Record set:
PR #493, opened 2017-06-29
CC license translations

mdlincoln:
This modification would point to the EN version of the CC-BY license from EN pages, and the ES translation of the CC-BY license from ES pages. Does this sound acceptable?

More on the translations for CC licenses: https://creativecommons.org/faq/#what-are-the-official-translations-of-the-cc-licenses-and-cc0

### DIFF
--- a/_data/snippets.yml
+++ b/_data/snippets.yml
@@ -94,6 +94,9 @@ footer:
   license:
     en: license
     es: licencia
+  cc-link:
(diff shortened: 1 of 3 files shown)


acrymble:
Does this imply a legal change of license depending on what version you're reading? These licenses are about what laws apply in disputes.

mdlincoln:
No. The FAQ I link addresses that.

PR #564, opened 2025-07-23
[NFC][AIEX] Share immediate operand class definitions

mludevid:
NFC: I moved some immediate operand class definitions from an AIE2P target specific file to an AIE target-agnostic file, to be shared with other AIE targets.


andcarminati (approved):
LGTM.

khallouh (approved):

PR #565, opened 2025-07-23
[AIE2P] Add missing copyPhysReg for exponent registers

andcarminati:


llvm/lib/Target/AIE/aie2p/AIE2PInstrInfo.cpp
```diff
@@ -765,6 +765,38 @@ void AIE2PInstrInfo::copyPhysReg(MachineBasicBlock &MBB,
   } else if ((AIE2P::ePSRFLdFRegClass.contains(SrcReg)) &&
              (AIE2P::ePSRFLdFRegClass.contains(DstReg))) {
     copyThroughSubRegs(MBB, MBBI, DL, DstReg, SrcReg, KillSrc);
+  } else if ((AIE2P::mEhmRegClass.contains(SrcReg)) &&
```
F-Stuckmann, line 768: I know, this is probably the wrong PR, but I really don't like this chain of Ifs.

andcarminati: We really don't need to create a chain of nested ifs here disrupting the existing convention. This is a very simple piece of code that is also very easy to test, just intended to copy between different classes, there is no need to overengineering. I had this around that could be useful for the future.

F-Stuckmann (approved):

==

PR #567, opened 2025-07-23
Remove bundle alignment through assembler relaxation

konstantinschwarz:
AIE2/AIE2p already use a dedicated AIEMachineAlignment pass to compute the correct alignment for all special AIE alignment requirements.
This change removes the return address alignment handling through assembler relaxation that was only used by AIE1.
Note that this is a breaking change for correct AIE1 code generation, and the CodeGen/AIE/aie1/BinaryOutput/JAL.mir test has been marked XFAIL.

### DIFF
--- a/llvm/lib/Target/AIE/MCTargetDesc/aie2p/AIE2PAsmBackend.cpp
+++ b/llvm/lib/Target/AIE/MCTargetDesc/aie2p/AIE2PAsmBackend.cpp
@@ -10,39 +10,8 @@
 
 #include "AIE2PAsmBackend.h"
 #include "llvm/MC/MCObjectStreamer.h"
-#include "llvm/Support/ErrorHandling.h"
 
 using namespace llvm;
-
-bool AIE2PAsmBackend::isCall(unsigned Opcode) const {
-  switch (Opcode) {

Work to complete:
Show a copy of each line from the data that includes the word "version".

Response to this task:
This modification would point to the EN version of the CC-BY license from EN pages, and the ES translation of the CC-BY license from ES pages. Does this sound acceptable?
Does this imply a legal change of license depending on what version you're reading? These licenses are about what laws apply in disputes.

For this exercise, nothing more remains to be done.